Moving from traditional advisors to embrace more wealth managers is also a part of his growth strategy, which he calls "widening the sweet spot."
"It started out as more of a boutique group of active advisors," Maiorano adds. "It's now growing with more traditional wealth managers, and we do a significant amount of business and will continue to do it in the TAMP space because of the scale, technology and the unified managed account platform that we bring to the marketplace."
The White Board
Like many first meetings with new CEOs, Maiorano's involved a white board and scented markers, where he diagramed his vision moving forward—and technology's role in it. Twenty months on and the diagram is still there, a company totem mounted on a wall in his office behind small wooden doors.
When Maiorano get's talking, he uses words one might expect: grow, thrive, sustainability, relevancy. Then he throws a curve—"nimbly," which comes from a discussion of the advantages of the firm's relatively small size.
"Is nimbly even a word?" he asks self-consciously. "I think other firms can't move a ship as nimbly as we can, because we're a mid-sized firm and can quickly move the dial."
For example, he recounts that when they informed the RIAs and advisors with whom Trust works that they were going to enhance their technology, he also asked them where the company should start: with end-user experience or that of the advisor?
"Our clients all said the end-user experience, of which I'm very proud," Maiorano says. "You would think intuitively that the advisors would say, 'No, I want you to rebuild my engine to be more effective.' But they said 'No, make sure the client experience is in there first.' We didn't have a defined order of how it had to be done, and could react to their input."
He was "blown away" at the functionality of the legacy technology, but needed to "modernize the user experience and functionality."
Enter Dennis Noto, whom Maiorano says completely bought into the vision and made it happen.

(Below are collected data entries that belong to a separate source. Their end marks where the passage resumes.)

PR #943, opened 2021-02-25
Fix Custom Action Docstring

b-butler:
## Description

Fixes two errors in the custom action docstring.

## Motivation and context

"He does a tremendous amount of homework and research," Maiorano says. "We're not trying to be an Apple shop, but he is an Apple fan. The fact that the technology we're releasing doesn't have to have a user's manual, needs only three screens to achieve any needed function and the client experience looks exactly like the experience the advisor sees—this type of innovation is just not being done today."
The Meaning of Liberty
Maiorano's not a tech geek, rather a face-to-face sales guy with the gift-of-gab and clear enthusiasm for what he does. So like a good salesman, he describes the company's new (some would say groundbreaking) technology in a manner that's easily relatable.
"My father-in-law is 80 years old, and how does he read a book? He uses a Kindle," he begins. "When you go to his house, where does he spend his time? He's on the computer fiddling around. He's doing the same thing that you and I are doing as working professionals. A lot of the assets are with people age 40 to age 80, so we need to make sure that mobility is something the end client has and the advisor uses."
He asks the listener to "imagine a world where you're sitting in a coffee shop viewing your comprehensive investment performance on a tablet, and that's the world that we live in."